The case has also laid bare the tension between the executive and the judiciary when it comes to sentencing. Conviction is a judicial function but remission is an executive one: provisions of the Constitution and the CrPC enable the President of India, the Governor of a state, and any state government to consider remission.

But this cut and dried distinction has been disputed by the Supreme Court itself in Swamy Shraddhananda v State of Karnataka (2008). Here’s what Justice Aftab Alam observed there: 

“Once the judgement is signed and pronounced, the execution of the sentence passes into the hands of the executive and is governed by different provisions of law. What is the surety that the sentence awarded to the convict after painstaking and anxious deliberation would be carried out in actuality?”

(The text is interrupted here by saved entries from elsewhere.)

PR #4423, opened 2022-06-22
Removed support for JavaMarshaller as default marshaller

spericas:
Changes in this PR:

- Removed support for `JavaMarshaller` as default marshaller
- Moved `JavaMarshaller` implementation to test sources for IT testing
- New default marshaller supplier will throw an exception if the code falls to where the `JavaMarshaller` was returned before to inform developer of the change
- Updated several tests to manually provide a marshaller supplier in order to run
 
This is a backward incompatible change.


grpc/core/src/main/java/io/helidon/grpc/core/MarshallerSupplier.java
```diff
@@ -71,7 +71,10 @@ public <T> MethodDescriptor.Marshaller<T> get(Class<T> clazz) {
             if (MessageLite.class.isAssignableFrom(clazz)) {
                 return proto.get(clazz);
             }
-            return JavaMarshaller.instance();
+            String msg = String.format(
+                    "Attempting to use class %s, a Java serialization marshaller is no longer supported by default",
+                    clazz.getName());
+            throw new IllegalArgumentException(msg);
```
aseovic, line 77: Throwing exception here makes sense, but I wouldn't even mention `JavaMarshaller` in the error message.

Assuming that `proto` is now the default marshaller (which it pretty much is), I would change the message to:

"Class %s must be a valid ProtoBuf message, or a custom marshaller for it must be specified explicitly."

I think that is much more appropriate, as it provides a hint to user on what to do.

microprofile/grpc/client/src/test/java/io/helidon/microprofile/grpc/client/GrpcClientBuilderTest.java
```diff
@@ -80,8 +78,6 @@ public void assertServiceOne(GrpcClientBuilder builder) {
         assertThat(grpcDescriptor, is(notNullValue()));
         assertThat(grpcDescriptor.getFullMethodName(), is("ServiceOne/foo/unary"));
         assertThat(grpcDescriptor.getType(), is(io.grpc.MethodDescriptor.MethodType.UNARY));
-        assertThat(grpcDescriptor.getRequestMarshaller(), is(instanceOf(JavaMarshaller.class)));
-        assertThat(grpcDescriptor.getResponseMarshaller(), is(instanceOf(JavaMarshaller.class)));
```
aseovic, line 84: Shouldn't we still check for "stub" marshaller, just to make sure the service has been configured correctly?

microprofile/grpc/server/src/test/java/io/helidon/microprofile/grpc/server/GrpcServiceBuilderTest.java
```diff
@@ -118,8 +116,6 @@ public void assertServiceOne(GrpcServiceBuilder builder) {
         assertThat(grpcDescriptor, is(notNullValue()));
         assertThat(grpcDescriptor.getFullMethodName(), is("ServiceOne/foo/unary"));
         assertThat(grpcDescriptor.getType(), is(io.grpc.MethodDescriptor.MethodType.UNARY));
-        assertThat(grpcDescriptor.getRequestMarshaller(), is(instanceOf(JavaMarshaller.class)));
-        assertThat(grpcDescriptor.getResponseMarshaller(), is(instanceOf(JavaMarshaller.class)));
```
aseovic, line 122: Ditto here. Why not test for "stub" marshaller?

aseovic (approved):
Couple minor comments, but overall it looks good.

Replicating `JavaMarshaller` multiple times is probably not ideal, but it makes more sense than introducing a new module that different test modules would depend on.

klustria (approved):
Looks good

klustria:
This resolves the removal of JavaMarshaller as requested in https://github.com/oracle/helidon/issues/4367

PR #4429, opened 2022-06-23
Restoring dependency with Tyrus 2.0.1

spericas:
Restoring dependency with Tyrus 2.0.1. The lastest version 2.0.2 introduces a strange dependency with the client module that is problematic for us.


tomas-langer (approved):
Thank you, let's revisit this later.

PR #4434, opened 2022-06-24
Correct return of path from MP CORS request adapter; add test

### LINKED ISSUE #4406: RequestAdapterMp.path() doesn't return full path in URI for the below application usage.

tjquinno:
Resolves #4406 for MP

See also PR #4416 from @bvkrish83 

The fix is straightforward.

Also added tests to exercise the fix. 

Doing that triggered a slight refactoring of tests. That's because we have to assign a `sun.xxx` property to allow setting restricted headers (which we must to to truly exercise the CORS processing) in outbound requests. 

Previously only one test class needed to do this, but the new test also must so I abstracted the common behavior into a common base class. The new test and the existing `CrossOriginTest` now extend that base class.


spericas (commented):
LGTM

tjquinno:
@spericas Thanks for the comment but GitHub didn't record an approval, if you intended to do so!

spericas (approved):

Issue #4276, opened 2022-05-26
Implement all templates for all archetype options


romain-grecourt:
Setup a branch with the updated 3.x archetypes that includes all the options (see https://dev.helidon.io/starter) and implement the templates for all options.

- [x] MP Media Support
- [x] MP Observability
- [x] MP Security
- [x] MP Extras
- [x] MP Packaging
- [x] SE Media Support
- [x] SE Observability
- [x] SE Security
- [x] SE Extras
- [x] SE Packaging
- [x] SE Database
- [x] MP Database

PR #4467, opened 2022-07-04
database MP templates

aserkes:
Database MP templates

see #4276 

Signed-off-by: aserkes <andrii.serkes@oracle.com>


archetypes/helidon/src/main/archetype/mp/database/files/src/test/resources/META-INF/microprofile-config.properties
```diff
@@ -0,0 +1,16 @@
+# Microprofile server properties
```
romain-grecourt, line 1: Shouldn't this file be removed since you have a template for it?

aserkes: This file contains a config for tests with values that will not change, so I think this file should not be deleted.

PR #4476, opened 2022-07-06
Revert back to using javax.validation as jakarta.validation is not supported by micronaut

klustria:
Note: Use jakarta.validation-api version 2.0.2 instead of version 3.0.0 to be able to use javax.validation instead of jakarta.validation.


barchetta (approved):
Approving dependency upgrades.

klustria:
Tomas has approved this based on this slack discussion:
```
[Tomas Langer][2:03 AM](https://proddev-paas-fmw.slack.com/archives/D02H83WT8LW/p1657184618305489)
That change is OK. As I have seen you are changing some versions of dependencies, so I have added Joe + added the label
[Tomas Langer][8:51 AM](https://proddev-paas-fmw.slack.com/archives/D02H83WT8LW/p1657209114331679)
go ahead and merge
```
... so I will merge once the pipeline completes successfully.

PR #4488, opened 2022-07-08
Introduces an idempotent shell function to download and install the O…

ljnelson:
…CI shaded full jar into the local Maven repository.

Signed-off-by: Laird Nelson <laird.nelson@oracle.com>

PR #4498, opened 2022-07-08
Makes OCI CDI extension work with OCI's shaded full jar

ljnelson:


ljnelson:
This is a by-hand port of `OCIExtension` from the `helidon-2.x` branch, with only changes that are necessary to depend on OCI's shaded full jar.

This PR depends on #4488 and must not be merged until that PR is merged.

spericas (approved):
LGTM

ljnelson:
JPMS strikes again. The `maven-javadoc-plugin` sets the `--module-path` which ends up using both "normal" OCI jar files and the shaded full jar file.  I will need to figure out how to work around this with profile adjustments in the relevant projects.  This will take some time.

PR #4500, opened 2022-07-08
Address deprecations in MP metrics for 3.x

### LINKED ISSUE #4371: Deprecations: MP Metrics
MetricUtil, MetricsCdiExtension methods
Marked as to be removed, for migration of grpc metrics, not done…

Tasks:
- [ ] remove the deprecated code
- [ ] make sure the deprecation is correctly documented in 2.x (since, forRemoval on @Deprecated annotation, use @deprecated javadoc tag to link to the correct new implementation, or describe what to do if a simple replacement does not exist)
- [ ] validate documentation and examples are correct with regard to the deprecated element

tjquinno:
Resolves #4371

# Background

The gRPC MP metrics component performs special handling for methods which are effectively annotated with `@GrpcMethod` and also bear a metrics annotation:
1. The normal metrics interception binding should not apply. gRPC methods are async and the interceptors are sync.
2. Under some gRPC-specific conditions, overridden methods _should_ and in other conditions they _should not_ inherit metrics annotation behavior from a superclass. When they should not, the system must should not register the metric which would correspond to that endpoint.

# In previous releases
During `ProcessAnnotatedType` processing, the gRPC MP metrics CDI extension _removed_ the metrics annotation from methods with both `@GrpcMethod` and a metrics annotation to prevent the normal interceptor binding. This not only prevented the normal metrics interceptor behavior (which is what gRPC really wanted), but it also burdened gRPC with registering the correct metrics with the correct metadata and name because the metrics CDI extension no longer saw the metrics annotations on those gRPC methods.

To do this, gRPC MP metrics invoked several methods in MP metrics that should not be exposed, methods that we subsequently marked as deprecated. It also depended too much on other metrics implementation internals.

# Redesign in 3.0.0

Note that these changes are intended for--and tuned to--usage from our own gRPC code. Although they are not intended for use from general user code we cannot prevent that. As a result there are no doc updates (other than JavaDoc) describing the new public interfaces.

## Remove the hard binding of our metrics interceptors to the MicroProfile Metrics annotations

Helidon MP metrics has always had an interceptor for each different MP metric annotation. Previously, these were bound directly, by declaration, to the corresponding MP metric annotation.

This PR introduces separate annotations for the interceptor bindings.

The metrics CDI extension code now _programmatically_ adds the correct interceptor binding annotation to each constructor and method if all observers agree that using the normal interceptor is OK. (See below for more about "all observers.")

## Clean up the contract between gRPC and metrics
* Remove (or reduce visibility of) much of the previously `public` and `@Deprecated` code.
* Expose new cleaner public interfaces:

1. New interface in `io.helidon.microprofile.metrics`: `MetricAnnotationDiscovery`
   
   Exposes information about the discovery of a metrics annotation as applied to an executable (constructor or method). Also allows an observer (see below) to:
      1. Suppress the normal metrics interceptor behavior for the specific combination of metric annotation/executable represented by the discovery object.
      2. Request that the metrics system completely disregard this discovery, preventing even the registration of a metric for it.
2. In the new package `io.helidon.microprofile.metrics.spi`:
   1. `MetricAnnotationDiscoveryObserver` - implementations are invoked with a `MetricAnnotationDiscovery` object for each discovery of a metrics annotation which applies to an executable.
   2. `MetricRegistrationObserver` - implementations are notified as each metric inspired by an annotation is registered. (There is no special "event" object  here; the SPI method's parameters  are the associated discovery and the `Metadata`, `MetricID`, and `Metric` objects for the just-registered metric.)
   3. Factory interfaces for the two observer interfaces. Metrics finds factory implementations using service loading and uses them to create the observers.

## Change the MP metrics CDI extension

The metrics CDI extension now:
1. Uses service loading to find and instantiate the two types of factories and the observers.
2. Invokes all discovery observers as the metrics annotations are found. If no observer deactivated the discovery or suppressed the default interceptor behavior, the extension programmatically adds the appropriate interceptor binding annotation to the annotation site.
3. During metrics registration (later in the CDI lifecycle), checks the corresponding discovery to make sure no discovery observer deactivated it. Then registers the metric and notifies the registration observers.

## Modify the gRPC code

1. Implement the discovery interface to record discoveries and suppress the normal interceptor binding if appropriate, or deactivate the discovery if needed. These decisions are governed by gRPC rules that I've carried over from the old code.
2. Implement the registration interface to record metrics information gRPC needs for its own interceptor.
3. Remove the gRPC metrics CDI extension. It is no longer needed.
4.  Update an important test to use `@HelidonTest` in place of the direct use of the Weld API.5. 
    
    Because the metrics CDI extension now creates all metrics, even gRPC ones, and notifies enrolled observers, the test needs to have the CDI container and the metrics CDI extension running. Just starting the server using `@HelidonTest` caused failures in the gRPC server extension because of the way some test classes are designed to exercise specific behavior. I got things to work using `@HelidonTest` and `@DisableDiscovery` and explicitly adding the CDI extensions required for the test--which does not include the gRPC server CDI extension.
    
    Getting to this point was a bit challenging and revealed either:   
    
    * a bug in the gRPC code (not in this PR), 
    * a test that exercises an unsupported case, or
    * a gap in my understanding. 
      
    The two gRPC experts are both out of the office for several days, so the updated `MetricsConfigurerTest` class in this PR is not as robust as it might be, but it works correctly. We might revisit this after the gRPC team weighs in. Any changes would not change the existing public interface or behavior of Helidon so we could improve this in a future dot release.

# Misc. Notes

I tried to purturb the general structure of the code as little as possible. There might have been ways to consolidate some of the data structures which `MetricsCdiExtension` manages internally, but that would have been considerably more work without much payoff. We are likely to undergo a significant rewrite of metrics for MP Metrics 5.0 and time was short enough as it was.


examples/quickstarts/helidon-quickstart-mp/pom.xml
```diff
@@ -42,6 +42,10 @@
             <scope>runtime</scope>
             <optional>true</optional>
         </dependency>
+        <dependency>
```
tomas-langer, line 45: grpc metrics should not be part of Quickstart MP

microprofile/grpc/metrics/src/main/java/io/helidon/microprofile/grpc/metrics/GrpcMetricAnnotationDiscoveryObserverImpl.java
```diff
@@ -0,0 +1,107 @@
...
+import jakarta.enterprise.inject.spi.configurator.AnnotatedMethodConfigurator;
+
+/**
+ * The gRPC implementation of {@link io.helidon.microprofile.metrics.spi.MetricAnnotationDiscoveryObserver}.
+ *
+ * <p>
+ *     This implementation
+ * </p>
+ */
+public class GrpcMetricAnnotationDiscoveryObserverImpl implements MetricAnnotationDiscoveryObserver {
```
tomas-langer, line 37: Please do not use the `Impl` in this name - the class name is already specific enough.

microprofile/grpc/metrics/src/main/java/io/helidon/microprofile/grpc/metrics/GrpcMetricAnnotationDiscoveryObserverImpl.java
```diff
@@ -0,0 +1,107 @@
...
+
+    private static GrpcMetricAnnotationDiscoveryObserverImpl instance;
+
+    static GrpcMetricAnnotationDiscoveryObserverImpl instance() {
```
tomas-langer, line 41: Please fields first, methods later.

microprofile/grpc/metrics/src/main/java/io/helidon/microprofile/grpc/metrics/GrpcMetricAnnotationDiscoveryObserverImpl.java
```diff
@@ -0,0 +1,107 @@
...
+/**
+ * The gRPC implementation of {@link io.helidon.microprofile.metrics.spi.MetricAnnotationDiscoveryObserver}.
+ *
+ * <p>
+ *     This implementation
+ * </p>
+ */
+public class GrpcMetricAnnotationDiscoveryObserverImpl implements MetricAnnotationDiscoveryObserver {
+
+    private static GrpcMetricAnnotationDiscoveryObserverImpl instance;
```
tomas-langer, line 39: This is a strange construct. This should at least be volatile.

microprofile/grpc/metrics/src/main/java/io/helidon/microprofile/grpc/metrics/GrpcMetricAnnotationDiscoveryObserverImpl.java
```diff
@@ -0,0 +1,107 @@
...
+
+    private final Map<Method,
+            Map<Class<? extends Annotation>, MetricAnnotationDiscovery.OfMethod>> discoveriesByMethod =
+            new HashMap<>();
+
+    /**
+     * Creates a new instance.
+     */
+    public GrpcMetricAnnotationDiscoveryObserverImpl() {
+        instance(this);
```
tomas-langer, line 57: This escape of instance to a static field is dangerous. Couldn't this be solved by using static fields to store the information, rather then storing the whole instance to a static field?

microprofile/grpc/metrics/src/main/java/io/helidon/microprofile/grpc/metrics/GrpcMetricRegistrationObserverImpl.java
```diff
@@ -0,0 +1,63 @@
...
+import org.eclipse.microprofile.metrics.MetricID;
+
+/**
+ * The gRPC implementation of {@link io.helidon.microprofile.metrics.spi.MetricRegistrationObserver} with a static factory method.
+ */
+public class GrpcMetricRegistrationObserverImpl implements MetricRegistrationObserver {
+
+    private static GrpcMetricRegistrationObserverImpl instance;
+
+    static GrpcMetricRegistrationObserverImpl instance() {
```
tomas-langer, line 35: Same as with previous type - static instance that is stored from constuctor is unusual and I am not sure what it is trying to achieve

microprofile/grpc/metrics/src/main/java/io/helidon/microprofile/grpc/metrics/MetricsConfigurer.java
```diff
@@ -258,4 +166,17 @@ public String createName(ServiceDescriptor service, String methodName, MetricTyp
             return name;
         }
     }
+
+    private boolean isDiscovered(Method method) {
+        return GrpcMetricAnnotationDiscoveryObserverImpl.instance().isDiscovered(method);
```
tomas-langer, line 171: this method should be defined on the GrpcMetricAnnotationDiscoveryObserverImpl, and use static fields.

microprofile/grpc/metrics/src/main/java/io/helidon/microprofile/grpc/metrics/GrpcMetricRegistrationObserverImpl.java
```diff
@@ -0,0 +1,63 @@
...
+import io.helidon.microprofile.metrics.spi.MetricRegistrationObserver;
+
+import org.eclipse.microprofile.metrics.Metadata;
+import org.eclipse.microprofile.metrics.Metric;
+import org.eclipse.microprofile.metrics.MetricID;
+
+/**
+ * The gRPC implementation of {@link io.helidon.microprofile.metrics.spi.MetricRegistrationObserver} with a static factory method.
+ */
+public class GrpcMetricRegistrationObserverImpl implements MetricRegistrationObserver {
```
tomas-langer, line 31: Also please remove Impl from name

microprofile/grpc/metrics/src/main/java/io/helidon/microprofile/grpc/metrics/MetricsConfigurer.java
```diff
@@ -258,4 +166,17 @@ public String createName(ServiceDescriptor service, String methodName, MetricTyp
...
+    }
+
+    private Metadata metadata(MetricAnnotationDiscovery discovery) {
+        return GrpcMetricRegistrationObserverImpl.instance().metadata(discovery);
```
tomas-langer, line 175: dtto

microprofile/grpc/metrics/src/main/java/io/helidon/microprofile/grpc/metrics/MetricsConfigurer.java
```diff
@@ -258,4 +166,17 @@ public String createName(ServiceDescriptor service, String methodName, MetricTyp
...
+    }
+
+    private Map<Class<? extends Annotation>,
+            MetricAnnotationDiscovery.OfMethod> discoveries(Method method) {
+        return GrpcMetricAnnotationDiscoveryObserverImpl.instance().discoveries(method);
```
tomas-langer, line 180: dtto

microprofile/metrics/src/main/java/io/helidon/microprofile/metrics/InterceptorSimplyTimed.java
```diff
@@ -29,11 +38,15 @@
  *     method, and the separate {@link InterceptorSyntheticRestRequest} interceptor deals with those.
  * </p>
  */
-@SimplyTimed
+@InterceptorSimplyTimed.Binding
 @Interceptor
 @Priority(Interceptor.Priority.PLATFORM_BEFORE + 10)
 final class InterceptorSimplyTimed extends InterceptorTimedBase<SimpleTimer> {
 
+    static Binding.Literal binding() {
```
tomas-langer, line 46: Static methods should be after constructors. This is valid for all interceptors.

microprofile/metrics/src/main/java/io/helidon/microprofile/metrics/InterceptorSimplyTimed.java
```diff
@@ -43,4 +56,24 @@ void postComplete(SimpleTimer metric) {
...
+    @Retention(RetentionPolicy.RUNTIME)
+    @Metered
+    @interface Binding {
+        class Literal extends AnnotationLiteral<Binding> implements Binding {
+
+            private static final long serialVersionUID = 1L;
+
+            private static final Literal INSTANCE = new Literal();
+
+            static Literal getInstance() {
```
tomas-langer, line 71: please rename to `instance` (in all interceptors)

microprofile/metrics/src/main/java/io/helidon/microprofile/metrics/MetricAnnotationDiscoveryImpl.java
```diff
@@ -0,0 +1,160 @@
...
+ * <p>
+ *     The {@link jakarta.enterprise.inject.spi.configurator.AnnotatedConstructorConfigurator} and
+ *     {@link jakarta.enterprise.inject.spi.configurator.AnnotatedMethodConfigurator} interfaces share no common ancestor, so
+ *     we have two subtypes of discovery, one for each:
+ *     {@link io.helidon.microprofile.metrics.MetricAnnotationDiscoveryImpl.OfConstructor OfConstructor} and
+ *     {@link MetricAnnotationDiscovery.OfMethod ofMethod}.
+ * </p>
+ *
+ */
+abstract class MetricAnnotationDiscoveryImpl implements MetricAnnotationDiscovery {
```
tomas-langer, line 38: This is not an Impl but an abstract class - please either use `AbstractMetricAnnotationDiscovery` or `MetricAnnotationDiscoveryBase`. The current name is misleading

microprofile/metrics/src/main/java/io/helidon/microprofile/metrics/MetricAnnotationDiscoveryImpl.java
```diff
@@ -0,0 +1,160 @@
...
+                                (AnnotatedMethodConfigurator<?>) annotatedCallableConfigurator,
+                                annotation);
+        } else {
+            throw new IllegalArgumentException(String.format("annotatedCallableConfigurator must be of type %s or %s",
+                                                             AnnotatedConstructorConfigurator.class.getName(),
+                                                             AnnotatedMethodConfigurator.class.getName()));
+        }
+    }
+
+    private final AnnotatedTypeConfigurator<?> annotatedTypeConfigurator;
```
tomas-langer, line 59: Fields should be before methods.
static fields
fields
constructor(s)
static methods
public methods
...

tests/integration/mp-grpc/src/test/java/io/helidon/microprofile/grpc/server/InterceptorsTest.java
```diff
@@ -49,22 +48,16 @@
...
-                                                 ServerInterceptorTwo.class,
-                                                 ServerInterceptorThree.class,
-                                                 ServerInterceptorFour.class,
-                                                 InterceptedServiceOne.class,
-                                                 InterceptedServiceTwo.class,
-                                                 InterceptedServiceThree.class,
-                                                 InterceptedServiceFour.class,
-                                                 InterceptedServiceFive.class,
-                                                 InterceptedServiceSix.class);
+    private CDI weld;
```
tomas-langer, line 55: This deserves to be renamed to `cdi` now

tomas-langer (changes requested):

examples/quickstarts/helidon-quickstart-mp/pom.xml
tjquinno: Sigh. Leftover from an ad hoc test. Fixed.

microprofile/grpc/metrics/src/main/java/io/helidon/microprofile/grpc/metrics/GrpcMetricRegistrationObserverImpl.java
tjquinno: Both of these types of observers need to be singletons. The metrics CDI extension uses service loading to obtain each one and store them for later use. Later, gRPC needs a way to find the already-created singletons. 

Storing the instance statically makes it easy for gRPC to find the singletons.

Another option I considered: The metrics CDI could expose methods which let gRPC explicitly enroll its observers during `BeforeBeanDiscovery`. The gRPC extension would instantiate its observers however it wanted, use CDI to look up the metrics extension, and pass the observers to the metrics extension `enroll` methods. I wanted to avoid exposing yet another public method on the metrics extension. 

Would that approach resolve your concerns?

microprofile/metrics/src/main/java/io/helidon/microprofile/metrics/InterceptorSimplyTimed.java
tjquinno: Changed

microprofile/metrics/src/main/java/io/helidon/microprofile/metrics/InterceptorSimplyTimed.java
tjquinno: Changed

tests/integration/mp-grpc/src/test/java/io/helidon/microprofile/grpc/server/InterceptorsTest.java
tjquinno: Done

microprofile/grpc/metrics/src/main/java/io/helidon/microprofile/grpc/metrics/GrpcMetricAnnotationDiscoveryObserverImpl.java
tjquinno: Done

microprofile/grpc/metrics/src/main/java/io/helidon/microprofile/grpc/metrics/GrpcMetricAnnotationDiscoveryObserverImpl.java
tjquinno: Done

microprofile/grpc/metrics/src/main/java/io/helidon/microprofile/grpc/metrics/MetricsConfigurer.java
tjquinno: Done

tomas-langer (approved):
LGTM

In Union of India v Sriharan (2016), a Constitution Bench deliberated whether an offender can be convicted of life imprisonment till their “last breath”, without the option of remission. This “special sentence” was endorsed by a three-judge majority who viewed it as an “alternate punishment” to the death penalty. Former Chief Justice U.U. Lalit, one of the dissenters, argued that alienating the possibility of remission “closes doors for reformation.” Since the “special sentence” is not found in any statute books, he felt it “encroaches upon powers of the legislature.” 

Justice Alam’s decision in Shraddhananda provided a possible bridge between cup and lip: he noted that the special sentence was needed because remissions were being granted in “an unsound manner.” But that’s as far as he went—the Court didn’t dwell on a specific definition of what could constitute “unsound.” 

Arguing on behalf of Bilkis Bano, Advocate Shobha Gupta emphatically suggested that the Gujarat government had failed to consider the “heinous nature” of crime. 

The hearings are not yet complete, but it is clear that the Court has an opportunity to develop the jurisprudence around reformative justice by clarifying what it means for the executive to issue a remission in an “unsound manner.” Are convictions for a certain class of crimes meant to have a deterrent effect? Does time, context, and heinousness matter? Perhaps the decision will muddy the discussions in future jurisprudence classes at law schools around the country, but that will make it a lot more like life.